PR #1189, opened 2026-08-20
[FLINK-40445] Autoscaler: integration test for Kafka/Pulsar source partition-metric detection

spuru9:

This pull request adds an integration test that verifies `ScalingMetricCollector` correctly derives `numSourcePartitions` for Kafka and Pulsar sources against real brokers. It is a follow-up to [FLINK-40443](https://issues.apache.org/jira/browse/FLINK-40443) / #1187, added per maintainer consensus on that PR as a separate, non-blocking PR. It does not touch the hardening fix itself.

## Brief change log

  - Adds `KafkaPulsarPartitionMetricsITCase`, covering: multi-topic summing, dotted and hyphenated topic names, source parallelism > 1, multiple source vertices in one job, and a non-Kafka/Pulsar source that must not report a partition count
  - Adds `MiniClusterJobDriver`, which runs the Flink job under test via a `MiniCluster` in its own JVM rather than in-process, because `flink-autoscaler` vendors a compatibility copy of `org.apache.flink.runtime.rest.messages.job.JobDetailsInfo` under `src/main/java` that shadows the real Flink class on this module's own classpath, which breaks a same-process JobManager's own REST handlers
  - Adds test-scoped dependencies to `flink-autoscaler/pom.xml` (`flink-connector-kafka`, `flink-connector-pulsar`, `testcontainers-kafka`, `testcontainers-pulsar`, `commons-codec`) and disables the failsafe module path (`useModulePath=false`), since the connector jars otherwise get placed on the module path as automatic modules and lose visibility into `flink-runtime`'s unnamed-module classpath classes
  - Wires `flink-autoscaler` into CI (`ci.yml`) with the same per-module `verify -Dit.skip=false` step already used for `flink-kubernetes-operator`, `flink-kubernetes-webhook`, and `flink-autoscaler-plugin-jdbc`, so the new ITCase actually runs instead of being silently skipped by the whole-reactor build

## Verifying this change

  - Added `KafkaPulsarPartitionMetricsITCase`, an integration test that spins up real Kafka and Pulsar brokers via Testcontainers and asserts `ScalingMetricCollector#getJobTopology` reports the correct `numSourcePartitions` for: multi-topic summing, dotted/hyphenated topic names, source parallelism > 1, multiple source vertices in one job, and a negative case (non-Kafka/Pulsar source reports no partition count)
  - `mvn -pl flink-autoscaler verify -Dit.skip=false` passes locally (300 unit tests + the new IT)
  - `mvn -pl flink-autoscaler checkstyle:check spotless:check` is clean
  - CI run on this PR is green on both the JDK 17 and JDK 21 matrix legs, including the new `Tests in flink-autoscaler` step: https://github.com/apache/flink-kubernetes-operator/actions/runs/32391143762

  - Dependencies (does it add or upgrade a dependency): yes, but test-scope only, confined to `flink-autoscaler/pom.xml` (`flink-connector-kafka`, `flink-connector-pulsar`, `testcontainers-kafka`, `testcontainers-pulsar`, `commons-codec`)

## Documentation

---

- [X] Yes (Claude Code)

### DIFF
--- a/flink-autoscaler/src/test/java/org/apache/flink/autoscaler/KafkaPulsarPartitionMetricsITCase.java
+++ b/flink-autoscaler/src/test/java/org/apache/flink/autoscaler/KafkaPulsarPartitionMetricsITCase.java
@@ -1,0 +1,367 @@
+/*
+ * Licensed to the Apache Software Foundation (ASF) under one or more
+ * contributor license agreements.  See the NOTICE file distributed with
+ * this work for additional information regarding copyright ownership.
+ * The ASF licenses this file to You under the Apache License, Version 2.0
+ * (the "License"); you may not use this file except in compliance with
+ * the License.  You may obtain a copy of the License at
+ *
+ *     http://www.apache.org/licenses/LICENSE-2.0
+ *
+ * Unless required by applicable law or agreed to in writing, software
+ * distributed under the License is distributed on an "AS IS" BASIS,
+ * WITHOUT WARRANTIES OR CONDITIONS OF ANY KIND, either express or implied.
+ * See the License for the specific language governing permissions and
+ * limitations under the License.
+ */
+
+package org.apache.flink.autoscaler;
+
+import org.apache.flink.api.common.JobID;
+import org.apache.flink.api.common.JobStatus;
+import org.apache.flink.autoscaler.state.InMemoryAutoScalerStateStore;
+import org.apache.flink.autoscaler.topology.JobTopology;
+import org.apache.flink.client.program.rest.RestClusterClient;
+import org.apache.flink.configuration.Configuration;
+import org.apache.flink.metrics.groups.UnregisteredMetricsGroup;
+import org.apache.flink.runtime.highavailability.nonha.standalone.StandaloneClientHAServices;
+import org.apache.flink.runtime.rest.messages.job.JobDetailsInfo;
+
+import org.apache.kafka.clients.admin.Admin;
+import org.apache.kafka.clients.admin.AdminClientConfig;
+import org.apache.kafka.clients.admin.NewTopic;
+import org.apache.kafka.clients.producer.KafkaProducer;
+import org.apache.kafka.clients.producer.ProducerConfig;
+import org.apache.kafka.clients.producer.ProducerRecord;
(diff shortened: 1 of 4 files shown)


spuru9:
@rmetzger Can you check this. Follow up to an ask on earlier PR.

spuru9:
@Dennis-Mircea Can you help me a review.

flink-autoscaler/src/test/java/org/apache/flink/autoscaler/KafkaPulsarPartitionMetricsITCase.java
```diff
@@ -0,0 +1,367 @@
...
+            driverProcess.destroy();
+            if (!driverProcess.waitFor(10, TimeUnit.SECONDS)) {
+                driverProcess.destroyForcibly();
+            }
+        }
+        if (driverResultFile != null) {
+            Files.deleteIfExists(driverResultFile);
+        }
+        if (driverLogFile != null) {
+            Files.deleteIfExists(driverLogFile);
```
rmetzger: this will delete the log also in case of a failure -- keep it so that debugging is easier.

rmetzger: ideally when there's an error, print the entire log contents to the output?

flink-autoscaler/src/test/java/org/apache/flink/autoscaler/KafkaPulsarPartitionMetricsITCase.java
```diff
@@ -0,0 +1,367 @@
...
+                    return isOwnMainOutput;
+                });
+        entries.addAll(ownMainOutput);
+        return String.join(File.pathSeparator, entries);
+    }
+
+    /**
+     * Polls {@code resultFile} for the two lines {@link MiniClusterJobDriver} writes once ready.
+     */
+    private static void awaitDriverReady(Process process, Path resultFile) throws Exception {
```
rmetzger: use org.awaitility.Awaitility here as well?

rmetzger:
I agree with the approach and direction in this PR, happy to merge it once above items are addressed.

(Work to complete)
State, as a bare number, how many lines of the material contain "admin".

(Completed exercise)
3